Local authorities are alive to the implications of exceeding the 26 weeks to issue a decision, often more so than applicants. They are willing to game the system to avoid losing the revenue from large planning applications. For example, some are requesting a solicitor’s undertaking not to seek clawback of the fee if the Guarantee period expires without a decision. Others are willing to raise the spectre of refusal – in some cases on the explicit – but bizarre – basis that the loss of the fee is a material consideration. Once the 26 week limit approaches, there is often a concerted push to agree to extend time (killing off the fee repayment) in exchange for the promise of a slot at the next Committee.
The Fees Regulations are flawed. They do not reflect the costs of switching to a non-determination appeal once the applicant has waited half a year for the authority to do its job. Killing off the right to clawback the fee where the local route has been given one more chance undermines the purpose of the ‘Guarantee’. It is more like a special offer – get it while it lasts.

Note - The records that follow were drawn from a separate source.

PR #344, opened 2017-06-02
update typescript. add tsc compilation step.

vlandham:
This change bumps the typescript package version and adds a `tsc` compilation step - similar to compassql - to start preparing for the voyager project to be imported in `voyager-server`.


vlandham:
Right now, attempting to add `.d.ts` files to the compilation using `--declarations` fails in a number of places in the voyager project. Fixing this will be non-trivial. 

This latest commit provides a way to create `.d.ts` files for only a subset of the codebase. This can be rationalized as really only a portion of the codebase should ever be imported into a separate project. For now, this just builds type files for the `src/models` directory. I'm not sure if there are more directories to add to this.

Other things to consider:

* should the output of this compilation go into `dist/` (which we are using in this project already) or `build/` (which is what is used in compassql). 
* is there a cleaner way to add declarations for just a subset of files - without an additional tsconfig file?

kanitw:
> should the output of this compilation go into dist/ (which we are using in this project already) or build/ (which is what is used in compassql).

Yeah I think right now we have `dist/`, `lib/` and maybe `build/` which are all slightly different?

- `dist/` -- output folder for compiled standalone voyager
- `lib/` -- output folder for compiled voyager component lib
- `build/` -- we don't have this yet, but this could be compiled folder that other project like voyager-server can import?  

I don't really have a strong opinion, but it seems like all these different things serve different purposes so maybe we shouldn't merge them?

@tafsiri

tafsiri:
@kanitw is there a difference between `dist` and `build` as you have it? Could build be used by something like voyager-server and be the stand-alone deployable app?

cc @vlandham

vlandham:
currently there is no `build/` - but we could update the build scripts to probably accommodate this. i can investigate what effect the `outDir` has on the creation of the files currently going into `dist` and look to see if a run-time flag could be used to change the complication output dir.

vlandham:
ok @kanitw - this now outputs compiled files to the `build` dir.

tsconfig.json
```diff
@@ -1,13 +1,21 @@
 {
   "compilerOptions": {
     "outDir": "./dist/",
```
kanitw: Could you explain the reason that the main tsconfig output to `dist/` while declaration file to `build/`?

tsconfig.json
```diff
@@ -1,13 +1,21 @@
...
+    "rootDir": "./",
+    "target": "es5",
     "module": "commonjs",
+    "moduleResolution": "node",
```
kanitw: Why do we need to add so many new flags?

For example, we are not using decorators and enums? I'm not sure why we need to add flags for those. 
isolatedModules is also `false` by default.

kanitw: I would prefer to keep number of configs minimal, especially for ones that we don't really use so that it's easier to maintain.

vlandham: ok - these flags match up almost exactly with compassql - but we can remove most.

tsconfig.json
kanitw: I remember you saying there was a problem with putting them in the same folder, but I don't understand what's the problem yet.

tsconfig.json
kanitw: Oh I see.  My bad to put them in CompassQL then!

tsconfig.json
vlandham: I don't think there is a problem. this main `tsconfig` file is used for building `dist` - but let me check if the `outDir` has any bearing on that build process.

tsconfig.json
kanitw: Ok I've also removed these flags from CompassQL -- not sure why they are there at all.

None of that is helped by the fact that many moderately complex applications are dealt with on the ‘bespoke’ programme, which means that the Guarantee does not apply to them.
Local authorities do face real resourcing challenges. In some cases they will face delays not of their own making as schemes submitted in a rush require backfilling, negotiation and amendment. In others, the mire of post Committee Section 106 haggling will drag timings beyond the deadline.
To get the most out of the current set up, both authorities and applicants may need to be bolder:
- avoiding delay at the back end of the process by setting clear, detailed, heads of terms for planning obligations as early as possible (and ensuring draft agreements are largely agreed before the Committee);
- being prepared, from an applicant’s perspective, to claw back the fee where there is timewasting locally (and use it to fund an appeal);
- being willing, from an authority’s point of view, to draw a line early on points that will rightly lead to a prompt refusal if not detailed or corrected and those which can, genuinely be controlled or approved further down the line.
Assuming the Regulations do not change, working out a way to give peace a chance and live up to the intent behind the Guarantee – perhaps agreeing to Section 106 obligations that repay the application fee to the local authority where it has been clawed back at week twenty six, provided that the decision is made within the extended period.